*** Opening Recorded information ***

PR #683, opened 2024-04-18
CA-387861 Introduce fair locking subsystem

TimSmithCtx:
None of the file-based locking systems available are "fair", as in, there is no guarantee that the first waiter will not be usurped when the lock is released by later waiters, thus suffering from lock starvation. This has been something of a problem across various attempts to wrap access to LVM, and indeed it turns out that multipath commands also need to be serialised on some of the same resources.

This adds a small templated systemd service which does nothing but accept one connection at a time on a UNIX Domain socket, with a fairly long accept queue. The service is started when needed (thus every process using this mechanism needs permission to start the service), and the "Lock" is acquired by connecting to the socket. connect() on UNIX Domain sockets does not time out, and waiting connections are held in a queue, providing fairness.

The python3 context manager is provided via a metaclass which checks the arguments and allows only one of each named Fairlock object to exist, so that attempts to take a lock when it is already held can raise an exception. This is not thread-safe but could probably be made so.

### DIFF
--- a/misc/fairlock/fairlock.c
+++ b/misc/fairlock/fairlock.c
@@ -1,0 +1,57 @@
+#include <stdio.h>
+#include <stdlib.h>
+#include <unistd.h>
+#include <sys/socket.h>
+#include <sys/un.h>
+#include <errno.h>
+
+int main(int argc, char *argv[]) {
+     struct sockaddr_un addr;
+     int                sock;
+     int                fd;
+
+    if (argc < 2) {
+        fprintf(stderr, "Syntax: %s <socket filename>\n", argv[0]);
+        exit(1);
+    }
+
+    /* Unlink the socket just in case */
+    unlink(argv[1]);
+    /* Create and bind a unix-domain socket with the passed-in name, and a listen
+     * queue depth of 64 */
+    sock = socket(AF_UNIX, SOCK_STREAM, 0);
+    memset(&addr, 0, sizeof(struct sockaddr_un));
+    addr.sun_family = AF_UNIX;
+    strncpy(addr.sun_path, argv[1], sizeof(addr.sun_path) - 1);
+    if (bind(sock, (const struct sockaddr *) &addr, sizeof(struct sockaddr_un)) < 0) {
+        fprintf(stderr, "bind() failed on socket %s: %s", argv[1], strerror(errno));
+        exit(1);
+    }
+    if (listen(sock, 64) < 0) {
+        fprintf(stderr, "listen(64) failed on socket %s: %s", argv[1], strerror(errno));
+        exit(1);
+    }
+
+    /* Now we have a socket, enter an endless loop of:
+     * 1) Accept a connection
+     * 2) Do a blocking read on that connection until EOF or error
+     *    (each of which means the client went away)
+     * 3) Close the socket on which we accepted the connection and
+     *    accept another one.
+     * 
+     * Having a connection to this socket thus provides an exclusive condition
+     * for which the queueing is fully fair up to a queue depth of 64 waiters.
+     * With more than 64 waiters, new entrants to the queue may get ECONNREFUSED
+     * (as if the server isn't running) and need to sleep and retry.
+     * Closing the client connection will cause the read() to return 0, terminating
+     * the connection
+     */
+    while (1) {
+        while ((fd = accept(sock, NULL, NULL)) > -1) {
+            char buffer[128];
+
+            do {} while (read(fd, buffer, sizeof(buffer)) > 0);
+            close(fd);
+        }
+    }
+}
--- a/misc/fairlock/fairlock.py
+++ b/misc/fairlock/fairlock.py
@@ -1,0 +1,67 @@
+import os
+import socket
+import inspect
+import time
+
+SOCKDIR = "/run/fairlock"
+START_SERVICE_TIMEOUT_SECS = 2
+
+class SingletonWithArgs(type):
+    _instances = {}
+    _init = {}
+
+    def __init__(cls, name, bases, dct):
+        cls._init[cls] = dct.get('__init__', None)
+
+    def __call__(cls, *args, **kwargs):
+        init = cls._init[cls]
+        if init is not None:
+            key = (cls, frozenset(
+                    inspect.getcallargs(init, None, *args, **kwargs).items()))
+        else:
+            key = cls
+
+        if key not in cls._instances:
+            cls._instances[key] = super(SingletonWithArgs, cls).__call__(*args, **kwargs)
+        return cls._instances[key]
+
+class FairlockDeadlock(Exception):
+    pass
+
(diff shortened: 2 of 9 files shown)


MarkSymsCtx:
Probably should have an update to https://github.com/xapi-project/sm/blob/master/mk/sm.spec.in ?

MarkSymsCtx:
Needs an update to .github/workflow/main.yml to repeat the python path changes

edwintorok:
Were you mixing byte range and whole file locks (or attempt overlapping byte range locks) previously? That one is known to have fairness issues: https://rusty.ozlabs.org/2010/08/13/fcntl-lock-starvation-and-tdb.html
Although there is some evidence that flock is not fair https://code.jjb.cc/linux-flock-does-not-provide-fair-locking (pointing to potentially a bug in the kernel? 

In python there might be a simpler way to get a process-wide fair lock though by using shared pthread mutexes (this is simple if you want to share lock with child processes and more complicated if you want to share with other processes). https://docs.python.org/3/library/multiprocessing.html#multiprocessing.Lock

Perhaps a Manager object could be used for sharing Lock objects? https://docs.python.org/3/library/multiprocessing.html#using-a-remote-manager

TimSmithCtx:
> Probably should have an update to https://github.com/xapi-project/sm/blob/master/mk/sm.spec.in ?

Added. Also fixed a couple of rpmlint issues (Should not specify BuildRoot, or reference RPM_BUILD_ROOT or %buildroot in the %build section)

TimSmithCtx:
> Were you mixing byte range and whole file locks (or attempt overlapping byte range locks) previously? That one is known to have fairness issues: https://rusty.ozlabs.org/2010/08/13/fcntl-lock-starvation-and-tdb.html Although there is some evidence that flock is not fair https://code.jjb.cc/linux-flock-does-not-provide-fair-locking (pointing to potentially a bug in the kernel?

Neither fcntl() nor flock() is fair. We've run into this issue more than once.

I wouldn't call it a bug unless you can find somewhere any sort of fairness promise which is being violated. I know of no such promise. We might *wish* they were fair, but wishes are sadly not ponies...

> In python there might be a simpler way to get a process-wide fair lock though by using shared pthread mutexes (this is simple if you want to share lock with child processes and more complicated if you want to share with other processes). https://docs.python.org/3/library/multiprocessing.html#multiprocessing.Lock

In a single-threaded process, there is no need for locks at all. Since this code is single-threaded, the locking requirement is clearly between processes, so this won't help :-)

MarkSymsCtx (approved):

edwintorok:
> > In python there might be a simpler way to get a process-wide fair lock though by using shared pthread mutexes (this is simple if you want to share lock with child processes and more complicated if you want to share with other processes). https://docs.python.org/3/library/multiprocessing.html#multiprocessing.Lock
> 
> In a single-threaded process, there is no need for locks at all. Since this code is single-threaded, the locking requirement is clearly between processes, so this won't help :-)

If you look at the implementation it is a bit smarter than that, it uses named semaphores (in /dev/shm) https://github.com/python/cpython/blob/main/Modules/_multiprocessing/semaphore.c, so it does work between processes.

TimSmithCtx:
> If you look at the implementation it is a bit smarter than that, it uses named semaphores (in /dev/shm) https://github.com/python/cpython/blob/main/Modules/_multiprocessing/semaphore.c, so it does work between processes.

POSIX states that "the highest priority thread that has been waiting the longest shall be unblocked" only when either SCHED_FIFO or SCHED_RR applies to the blocked process. Apart from that, I see no promise of fairness in POSIX or SYSV semaphores.

And we've already been round the loop trying to manage a queue with locks. This is simpler and cleaner for our current purposes.

misc/fairlock/fairlock.py
```diff
@@ -0,0 +1,67 @@
...
+                raise FairlockServiceTimeout(f"Timed out starting service {service}")
+
+    def __enter__(self):
+        if self.connected:
+            raise FairlockDeadlock(f"Deadlock on Fairlock resource '{self.name}'")
+
+        self.sock = socket.socket(socket.AF_UNIX, socket.SOCK_STREAM)
+        try:
+            self.sock.connect(self.sockname)
+        except (FileNotFoundError, ConnectionRefusedError):
```
rdn32, line 57: There's a comment in fairlock.c saying that we'd also get this error if there were more than 64 waiters. I assume that trying to start the service when it is already running would be harmless, but we are only retrying the connection once. I take it that in reality we wouldn't expect to have that many waiters, so there's no point doing anything more involved. Yes?

tests/test_fairlock.py
```diff
@@ -0,0 +1,96 @@
...
+        self.mock_os.system.side_effect = [0, 1, 0, 0, 1, 0]
+        self.mock_time.time.side_effect = [0, 0, 0, 0, 0, 0]
+
+        with self.assertRaises(FairlockDeadlock) as err:
+            with Fairlock("test") as l:
+                n = Fairlock("test")
+                self.assertEquals(l, n)
+                # Real code would use another 'with Fairlock("test")' here but we cannot
+                # do that because it insists on having a code block as a body, which would
+                # then not be reached, causing a "Test code not fully covered" failure
```
rdn32, line 95: Much of a muchness, but you can use `# pragma: no cover`

rdn32 (approved):

misc/fairlock/fairlock.c
```diff
@@ -0,0 +1,57 @@
...
+     * With more than 64 waiters, new entrants to the queue may get ECONNREFUSED
+     * (as if the server isn't running) and need to sleep and retry.
+     * Closing the client connection will cause the read() to return 0, terminating
+     * the connection
+     */
+    while (1) {
+        while ((fd = accept(sock, NULL, NULL)) > -1) {
+            char buffer[128];
+
+            do {} while (read(fd, buffer, sizeof(buffer)) > 0);
```
rosslagerwall, line 53: If -1 is returned and `errno == EINTR` for some reason, I expect that it should continue the loop rather than exiting otherwise the lock might be dropped too early.

rosslagerwall (approved):

misc/fairlock/fairlock.py
TimSmithCtx: Local experimentation suggests that python's connect() handles the case of >64 waiters on the client side quite comfortably. While connecting to a Unix domain socket when the listen queue is full is allowed to return ECONNREFUSED, in practice on linux is is EAGAIN, which python handles for us.

The check for ECONNREFUSED here is mostly to cover the one-time-only race condition where we are the second client in, and the service has been started by the first client in but has not quite got around to listening yet.

misc/fairlock/fairlock.c
TimSmithCtx: This is indeed important if one is going to handle any signals. Fortunately the only signals coming in here will be ones which terminate the process entirely :-)

PR #684, opened 2024-05-02
CA-384942: path to the VM CD drive has been resolved to real device

MarkSymsCtx:
The error handling for empty CD drive assumes a path containing '/dev/xapi/cd/' but the path has been resolved to the actual device before the open operation is attempted. Check for paths of the form '^/dev/sr' as well so that the correct error message is emitted.

### DIFF
--- a/drivers/blktap2.py
+++ b/drivers/blktap2.py
@@ -784,8 +784,8 @@ class Tapdisk(object):
         arg = cls.Arg.parse(arg)
         return cls.launch(arg.path, arg.type, False)
 
-    @classmethod
-    def cgclassify(cls, pid):
+    @staticmethod
+    def cgclassify(pid):
 
         # We dont provide any <controllers>:<path>
         # so cgclassify uses /etc/cgrules.conf which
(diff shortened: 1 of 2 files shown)


KevinLCtx (dismissed):

rdn32 (dismissed):

TimSmithCtx (dismissed):

drivers/blktap2.py
```diff
@@ -840,9 +835,8 @@ def launch_on_tap(cls, blktap, path, _type, options):
 
         except TapCtl.CommandFailure as ctl:
             util.logException(ctl)
-            if ('/dev/xapi/cd/' in path and
-                    'status' in ctl.info and
-                    ctl.info['status'] == 123):  # ENOMEDIUM (No medium found)
+            if (('/dev/xapi/cd/' in path or path.startswith('/dev/sr')) and
```
andyhhp, line 838: I know it was the existing behaviour, but surely that should be `path.startswith('/dev/xapi/cd')` too ?

KevinLCtx (approved):

andyhhp (approved):

TimSmithCtx (approved):

PR #685, opened 2024-05-07
Make use of new fair locking subsystem

TimSmithCtx:
Wrap calls to commands which need to access the device mapper in a context manager for a resource called "device-mapper" so that they get serialised in a fair manner (no queue-jumping like a lockfile would have).


MarkSymsCtx (dismissed):

KevinLCtx (dismissed):

TimSmithCtx:
Using a "-" in the resource name causes the socket name to contain a "/" after being passed through systemd's substitutions, which causes All Sorts Of Trouble, so don't do that...

MarkSymsCtx (approved):

PR #689, opened 2024-05-28
feat(LVHDSR): add a way to modify config of LVMs

Wescoeur:
With this change the driver supports a "lvm-conf" param on "other-config". For now The configuration is only used by "remove" calls from LVMCache.

Example to issue discards after a lvremove command:

> xe sr-param-set uuid=<SR_UUID> other-config:lvm-conf=issue_discards=1

And to remove the param:

> xe sr-param-remove uuid=<SR_UUID> param-name=other-config param-key=lvm-conf


Wescoeur:
I closed it. Integrated in XCP-ng, will be added in this repo in a few months after QCOW2 branch integration.

PR #692, opened 2024-06-13
CP-49775 convert SMGC to systemd service

TimSmithCtx:
Add a templated oneshot service and use systemctl to start it. The systemctl command is invoked with "--no-wait" so that it returns immediately because the "oneshot" nature of the service would otherwise wait until the command completes.

Note that because the service is a oneshot with RemainAfterExit=no (so we can multiply start it), it will go from "activating" to "dead" without ever appearing to be "running".

### DIFF
--- a/drivers/LVHDSR.py
+++ b/drivers/LVHDSR.py
@@ -1290,7 +1290,7 @@ class LVHDSR(SR.SR):
 
     def _kickGC(self):
         util.SMlog("Kicking GC")
-        cleanup.start_gc(self.session, self.uuid)
+        cleanup.start_gc_service(self.uuid)
 
     def ensureCBTSpace(self):
         # Ensure we have space for at least one LV
--- a/drivers/cleanup.py
+++ b/drivers/cleanup.py
@@ -3206,6 +3206,10 @@ def gc(session, srUuid, inBackground, dryRun=False):
 
 
 def start_gc(session, sr_uuid):
+    """
+    This function is used to try to start a backgrounded GC session by forking
+    the current process. If using the systemd version, call start_gc_service() instead.
+    """
     # don't bother if an instance already running (this is just an
     # optimization to reduce the overhead of forking a new process if we
     # don't have to, but the process will check the lock anyways)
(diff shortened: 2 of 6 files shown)


systemd/SMGC@.service
```diff
@@ -0,0 +1,13 @@
+[Unit]
+Description=Garbage Collector for SR %I
+DefaultDependencies=no
+RequiresMountsFor=/run/sr-mount/%I
```
MarkSymsCtx, line 4: Not true as this will run on LVM SRs as well which do not have a mount point. It needs to work without a `RequiresMountsFor` settng

MarkSymsCtx (changes requested):

systemd/SMGC@.service
TimSmithCtx: Ah yes. Cut&paste error. Had no actual effect on a direct "start" command which would explain why the tests all worked.

MarkSymsCtx (changes requested):

drivers/LVHDSR.py
```diff
@@ -892,7 +892,7 @@ def _handleInterruptedCoalesceLeaf(self):
         entries = self.journaler.getAll(cleanup.VDI.JRN_LEAF)
         if len(entries) > 0:
             util.SMlog("*** INTERRUPTED COALESCE-LEAF OP DETECTED ***")
-            cleanup.gc_force(self.session, self.uuid)
+            cleanup.start_gc_service(self.uuid)
```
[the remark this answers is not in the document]
TimSmithCtx: Would it be appropriate to keep using start_gc_service() but add a flag to leave out the `--no-wait` argument ?
That would make the `systemctl` not return until the "startup" procedure was over (i.e. until the command finishes, given the sort of command it is).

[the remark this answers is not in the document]
MarkSymsCtx: I don't think so as gc_force doesn't actually perform a coalesce, it "just" fixes up journals and clears garbage

drivers/LVHDSR.py
```diff
@@ -892,7 +892,7 @@ def _handleInterruptedCoalesceLeaf(self):
         entries = self.journaler.getAll(cleanup.VDI.JRN_LEAF)
         if len(entries) > 0:
             util.SMlog("*** INTERRUPTED COALESCE-LEAF OP DETECTED ***")
-            cleanup.gc_force(self.session, self.uuid)
+            cleanup.start_gc_service(self.uuid, True)
```
MarkSymsCtx, line 895: No, this really does not mean the same thing as `gc_force` just leave it as `gc_force`

MarkSymsCtx (changes requested):

drivers/cleanup.py
```diff
@@ -3263,15 +3285,17 @@ def gc_force(session, srUuid, force=False, dryRun=False, lockSR=False):
...
-        lockGCActive.release()
-        return False
-    return True
+    sr_uuid_esc = srUuid.replace("-", "\\x2d")
+    cmd=[ "/usr/bin/systemctl", "is-active", f"SMGC@{sr_uuid_esc}"]
+    result = subprocess.run(cmd, stdout=subprocess.PIPE, stderr=subprocess.PIPE, close_fds=True)
+    state = result.stdout.decode('utf-8').rstrip()
+    if state == "activating" or state == "running":
+        return True
+    return False
```
MarkSymsCtx, line 3298: Looks good, do we need to consider the case where `systemd` is not being used? I'm inclined to say not as I think all consumers of this code are now using `systemd`

MarkSymsCtx (approved):

MarkSymsCtx (approved):

drivers/cleanup.py
```diff
@@ -3206,6 +3206,10 @@ def gc(session, srUuid, inBackground, dryRun=False):
 
 
 def start_gc(session, sr_uuid):
```
rdn32, line 3208: Why is this code being retained? I don't see any callers, and the implementation of get_state implies that we only expect the systemd version to be called?

TimSmithCtx: Mainly to make it easy for someone who wants to revert to a non-systemd method of doing things to do so
(yes, they'd have to reimplement get-state but the original method of doing so has lock-ordering issues, so leaving it would not have been a service)

rdn32 (approved):

PR #222, opened 2026-03-31
CLI Truncated Tag Authentication fix

ikkebr:
The CLI `verify` command accepts truncated authentication tags of arbitrary length, including a single byte. The verification routine base64url-decodes the user-supplied `--tag` argument and uses the *decoded length* as the comparison length for `CRYPTO_memcmp()`. No minimum tag length is enforced. An attacker supplying a 1-byte tag only needs to match the first byte of the real tag.

### DIFF
--- a/cli/commands.c
+++ b/cli/commands.c
@@ -257,6 +257,10 @@ int verify(int argc, char **argv) {
   if (expected_tag_len > sizeof tag) {
     expected_tag_len = sizeof tag;
   }
+  if (expected_tag_len < sizeof tag) {
+    fputs("MAC tag verification failed\n", stderr);
+    goto out;
+  }
 
   // compare the tag
   if (CRYPTO_memcmp(expected_tag, tag, expected_tag_len) != 0) {


burgerdev:
Hi @ikkebr,

there may be a misunderstanding here, this is actually working as intended.

When using the CLI, you are in full control of the arguments you pass to it, and can verify any sort of requirements externally, keeping the (C) implementation simple. Anyway, forcing the full tag length is definitely not how it's intended to be used - you'd usually want to check something like 4 bytes. This is what's implemented in the `glome-login` CLI and in the PAM module, where we're directly dealing with attacker-supplied data and have no means to implement external checks.

You might be interested in the Rust CLI, which is about to replace the C CLI (https://github.com/google/glome/pull/221) and has an additional flag with which you can enforce a minimum length. 

https://github.com/google/glome/blob/d680822f0a70e844215790f7a931fb1f0274edfd/rust/src/cli/bin.rs#L42-L48

Cheers, Markus

PR #226, opened 2026-06-01
glome: improve public API documentation in glome.h

### LINKED ISSUE #167: Improve documentation of `glome.h`
Instead of single sentences, the public functions should document all their parameters, especially wrt ownership, and describe the scenario where the function is appropriate.

FreezB11:
## Summary

Improves the documentation of the three public functions in `glome.h` as requested in #167.

The existing comments were single-sentence descriptions that gave no guidance on parameter ownership, buffer requirements, or when to use each function. This change replaces them with detailed doc comments covering all of that.

### `glome_generate_key`
- Describes the appropriate use case: ephemeral keys per session vs. long-lived service keys
- Documents both output buffers, their size requirements, and that the caller owns them and is responsible for zeroing the private key after use

### `glome_derive_key`
- Clarifies when to use it: recovering the public half of a previously stored private key
- Makes explicit that the function does not modify or retain the private key it receives

### `glome_tag`
- Explains the underlying mechanism: HMAC-SHA256 over a Diffie-Hellman derived shared secret
- Describes both operating modes separately: tag generation (`verify=false`) for the sender and tag verification (`verify=true`) for the receiver
- Documents every parameter individually, including the ownership direction change for `tag` depending on the value of `verify`
- Clarifies return value semantics for each mode

Closes #167.


glome.h
```diff
@@ -11,32 +11,89 @@
...
 #define GLOME_H_
-
 #include <stdbool.h>
 #include <stdint.h>
 #include <unistd.h>
-
 #define GLOME_MAX_PUBLIC_KEY_LENGTH 32
 #define GLOME_MAX_PRIVATE_KEY_LENGTH 32
 #define GLOME_MAX_TAG_LENGTH 32
-
```
burgerdev, line 25: Please consider reverting whitespace changes here.

glome.h
```diff
@@ -11,32 +11,89 @@
...
+//   private_key - Output buffer of at least GLOME_MAX_PRIVATE_KEY_LENGTH bytes
+//                 that receives the newly generated private key. The caller
+//                 owns this buffer and is responsible for zeroing and freeing
+//                 it when no longer needed.
+//   public_key  - Output buffer of at least GLOME_MAX_PUBLIC_KEY_LENGTH bytes
+//                 that receives the corresponding public key. The caller owns
+//                 this buffer.
+//
+// Returns 0 on success, or a negative value if key generation fails (e.g. the
+// underlying random number source is unavailable).
```
burgerdev: The `err` value is a bunch of comparisons OR'd together - I'm not too confident that it will always be negative on error. Let's just say non-zero instead.

glome.h
```diff
@@ -11,32 +11,89 @@
...
+//
+// Parameters:
+//   private_key - Input buffer of at least GLOME_MAX_PRIVATE_KEY_LENGTH bytes
+//                 containing the private key. The caller retains ownership;
+//                 this function does not modify or store the private key.
+//   public_key  - Output buffer of at least GLOME_MAX_PUBLIC_KEY_LENGTH bytes
+//                 that receives the derived public key. The caller owns this
+//                 buffer.
+//
+// Returns 0 on success, or a negative value if derivation fails.
```
burgerdev: Dito

glome.h
```diff
@@ -11,32 +11,89 @@
...
+//
+// Use verify=false (tag generation) on the sending side to produce a tag that
+// authenticates a message to the remote peer. Use verify=true (tag
+// verification) on the receiving side to check that a tag received from the
+// remote peer is valid for the given message and counter value.
+//
+// Parameters:
+//   verify      - If false, generate a new tag and write it to `tag`.
+//                 If true, verify the tag in `tag` against the message and
+//                 return 0 on success or a negative value on mismatch.
```
burgerdev: Please double-check all the mentions of "negative return" in this docstring. The function actually returns 1 or 0, exclusively, but I'd stick to "non-zero on failure" as with the other functions.

glome.h
```diff
@@ -11,32 +11,89 @@
...
+//                 buffer.
+//
+// Returns 0 on success, or a negative value if derivation fails.
 int glome_derive_key(const uint8_t private_key[GLOME_MAX_PRIVATE_KEY_LENGTH],
                      uint8_t public_key[GLOME_MAX_PUBLIC_KEY_LENGTH]);
 
-// Generates or verifies the GLOME tag for the message. Requires passing in the
-// private key of the local peer and the public key of the remote peer.
+// glome_tag generates or verifies a GLOME authentication tag for a message.
+// The tag is an HMAC-SHA256 truncated to GLOME_MAX_TAG_LENGTH bytes, computed
```
burgerdev: That's an implementation detail, this docstring should just say "computes a tag of size GLOME_MAX_TAG_LENGTH".

burgerdev (changes requested):
Thanks for improving our docs!

glome.h
```diff
@@ -47,4 +108,4 @@ int glome_tag(bool verify, unsigned char counter,
 }  // extern "C"
 #endif
 
-#endif  // GLOME_H_
+#endif  // GLOME_H_
```
burgerdev: Please add the trailing newline.

burgerdev (commented):
Thanks for the fixes, lgtm - we're almost there :)

FreezB11:
@burgerdev so i just put a new-line at the EOF 
and is there any update on the follow up work for this project 
i see a lot of old issue that is still there, any i can help with if possible?

burgerdev (approved):

PR #193, opened 2021-04-15
fix: unassign IPs correctly for Equinix Metal

smira:
IP assignment href returned from the API looks like:

```
/metal/v1/ips/97972920-f00b-453f-be1e-31eb53c19e38
```

It should be cleaned up to contain ID only, removing `/ips/` leads to
broken requests like:

```
2021/04/15 12:03:41 [DEBUG] DELETE https://api.equinix.com/metal/v1/ips//metal/v197972920-f00b-453f-be1e-31eb53c19e38
```

Signed-off-by: Andrey Smirnov <smirnov.andrey@gmail.com>

### DIFF
--- a/pkg/packet/eip.go
+++ b/pkg/packet/eip.go
@@ -2,7 +2,7 @@ package packet
 
 import (
 	"fmt"
-	"strings"
+	"path"
 
 	"github.com/packethost/packngo"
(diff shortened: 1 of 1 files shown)


thebsdbox (approved):
`/lgtm`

*** Closing Recorded information ***

Problem statement.
Each line of the records with the word "result" in it is to be copied.

Answer space.
+    result = subprocess.run(cmd, stdout=subprocess.PIPE, stderr=subprocess.PIPE, close_fds=True)
+    state = result.stdout.decode('utf-8').rstrip()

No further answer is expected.